So I’ve started looking at the new data, first by looking at the correlations between the features and the targets for the training set. There’s some interesting patterns showing up.
By way of process, what I did was take each era, Spearman correlate it with all the available targets. A small percentage of the targets, ~0.25%, had to be cooked (replaced with 0.5) as they were showing up as NaNs. There’s better ways, but that’ll do for now.
There’s 21 targets for each era, two of which (“target” and “target_nomi_20”)) are the same, so that gets double counted. Then, for each era, along each variable, the RMS value of the correlations is taken, and normalized to its median value across the 1050 variables, with values <1 set to one. It’s a bit of a hack, but quite useful for detecting patterns in data. The results are plotted on a log10 scale, from 0 to about 0.7.
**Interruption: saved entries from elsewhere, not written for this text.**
PR #582, opened 2025-01-23
When the user initially uses ?disable_remote_schemes and then later loads the schemes, fix up the URL

dabreegster:
More noticeable now that we save the query string!

To verify this works, go to `browse.html?disable_remote_schemes` initially, then "load latest scheme data", verify the URL changes. Go to `browse.html` with no params and verify schemes do load. (If you're testing locally, for the remote schemes to show up at all, follow the dev guide instructions for VITE_MIMIC_GCP_LOCALLY)


Pete-Y-CS (approved):
Looks good, better to centralise that storage functionality, too!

The vertical coordinates are era (from top to bottom) and variable (left to right).
So here’s a jpeg of that:
Now I don’t know how clearly that plot will show up for the reader, but there’s some interesting artifacts. First off is the repeated patterns separated by about 210 bins horizontally. Those are clearest, at least for me, in the 5 thin vertical lines pretty much running continuously from top to bottom.
Here’s a blown up view:
which brings into focus more the way the peak correlation moves a bit from bin to bin – particularly in the area slightly to the right of centre, and the way it spreads, forming blocks or pulses. Maybe it’s time to resurrect my trackers
What’s it mean?
Tomorrow maybe I’ll try the same for the Validation data.